- Origin: Mississauga, Ontario, Canada
- Genres: Electronica
- Label: Upper Class Recordings
- Members: Al-P Daniel Zabawa
- Website: upperclassrecordings.com/girlsareshort

= Girlsareshort =

Electronic pop group

Girlsareshort was an electronic pop group from Mississauga, Ontario, formed in 1998 by Alex Puodziukas, a.k.a. Al-P, Daniel Zabawa and David Regan. Girlsareshort released the 9-track album Contact Kiss in 2002 on Hi-Hat Recordings and the 14-track album Earlynorthamerican on Upper Class Recordings in 2003. The latter album included snippets of untrained youth choirs and samples of people giggling, contributing to its theme of what Exclaim! described as an "ode to summertime bliss and childlike innocence".

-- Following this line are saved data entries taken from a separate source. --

PR #3533, opened 2023-06-27
Deduplicates participants lists before they're used for adding users to conversations or threads

mvilanova:
Screenshot 2023-06-27 at 3 18 58 PM

### DIFF
--- a/src/dispatch/plugins/dispatch_slack/plugin.py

PopMatters reviewed the Earlynorthamerican as "a mixed bag, an album that wants to be more than the sum of its parts".

Al-P described the band as a "weirdo" project. The style anticipated the merging of electronic music with indie rock, as happened with such bands as Broken Social Scene. BSS members have been reported to be fans of Girlsareshort.

Al-P also has been a member of the electronic duo MSTRKRFT.